▸ AIM OF THE TASK
Copy out the full listing that comes next, exactly.

►

PR #360, opened 2019-11-25
fix capacity overflows in HeaderMap::reserve

### LINKED ISSUE #352: Size issue in `HeaderMap::reserve()`
https://github.com/hyperium/http/blob/9c05e391e00474abaa8c14a86bcb0fc5eff1120e/src/header/map.rs#L622-L640

[`usize::next_power_of_two()`](https://doc.rust-lang.org/std/primitive.usize.html#method.next_power_of_two) method silently overflows to 0 in release mode. This makes it possible to shrink the size of the map to 0 with `HeaderMap::reserve()`.

- If the map doesn't contain any entry, it sets the mask value to `usize::MAX` which is inconsistent but doesn't create any immediate harm.
- If the map contains any entry, the code will call `self.grow(0)` and start infinite probing in [this line](https://github.com/hyperium/http/blob/9c05e391e00474abaa8c14a86bcb0fc5eff1120e/src/header/map.rs#L1623).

◄

▸ SOLUTION FOR THIS EXERCISE
PR #360, opened 2019-11-25
fix capacity overflows in HeaderMap::reserve

### LINKED ISSUE #352: Size issue in `HeaderMap::reserve()`
https://github.com/hyperium/http/blob/9c05e391e00474abaa8c14a86bcb0fc5eff1120e/src/header/map.rs#L622-L640

[`usize::next_power_of_two()`](https://doc.rust-lang.org/std/primitive.usize.html#method.next_power_of_two) method silently overflows to 0 in release mode. This makes it possible to shrink the size of the map to 0 with `HeaderMap::reserve()`.

- If the map doesn't contain any entry, it sets the mask value to `usize::MAX` which is inconsistent but doesn't create any immediate harm.
- If the map contains any entry, the code will call `self.grow(0)` and start infinite probing in [this line](https://github.com/hyperium/http/blob/9c05e391e00474abaa8c14a86bcb0fc5eff1120e/src/header/map.rs#L1623).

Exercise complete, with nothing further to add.